**Entries provided:**
○ ○ ○ ○
PR #357, opened 2015-01-13
Remove dialog related html from dom on closure

ddrury:
Each time a dialog is opened jQuery creates a new set of markup, however on closure it isn't remove from the DOM, so stale, inaccessible markup can accumulate.


fisharebest:
Thanks!

PR #358, opened 2015-01-14
Decouple popup menu css from charts css

ddrury:
By adding a couple of classes to the ancestry & descendancy chart code, it allows for the complete decoupling of the popup menu css making it simpler and more straightforward to style.

The css for generating the connecting lines on the ancestry & descendancy charts are the same, so have combined the css.

Removed inline css allowing the code to pass HTML5 validation (bar divs nested within anchors which although it fails validation is apparently valid in HTML5).

Although I think it looks quite nice, it's not part of the original styling so have commented out box-shadow on the popup menu.

### DIFF
--- a/ancestry.php
+++ b/ancestry.php
@@ -142,7 +142,7 @@ switch ($controller->chart_style) {
 case 0:
 	// List
 	$pidarr=array();
-	echo '<ul id="ancestry_chart">';
+	echo '<ul id="ancestry_chart" class="chart_common">';
 	$controller->printChildAscendancy($controller->root, 1, $OLD_PGENS-1);
 	echo '</ul>';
○ ○ ○ ○
Each line of the data above must be restated word for word.

PR #357, opened 2015-01-13
Remove dialog related html from dom on closure

ddrury:
Each time a dialog is opened jQuery creates a new set of markup, however on closure it isn't remove from the DOM, so stale, inaccessible markup can accumulate.


fisharebest:
Thanks!

PR #358, opened 2015-01-14
Decouple popup menu css from charts css

ddrury:
By adding a couple of classes to the ancestry & descendancy chart code, it allows for the complete decoupling of the popup menu css making it simpler and more straightforward to style.

The css for generating the connecting lines on the ancestry & descendancy charts are the same, so have combined the css.

Removed inline css allowing the code to pass HTML5 validation (bar divs nested within anchors which although it fails validation is apparently valid in HTML5).

Although I think it looks quite nice, it's not part of the original styling so have commented out box-shadow on the popup menu.

### DIFF
--- a/ancestry.php
+++ b/ancestry.php
@@ -142,7 +142,7 @@ switch ($controller->chart_style) {
 case 0:
 	// List
 	$pidarr=array();
-	echo '<ul id="ancestry_chart">';
+	echo '<ul id="ancestry_chart" class="chart_common">';
 	$controller->printChildAscendancy($controller->root, 1, $OLD_PGENS-1);
 	echo '</ul>';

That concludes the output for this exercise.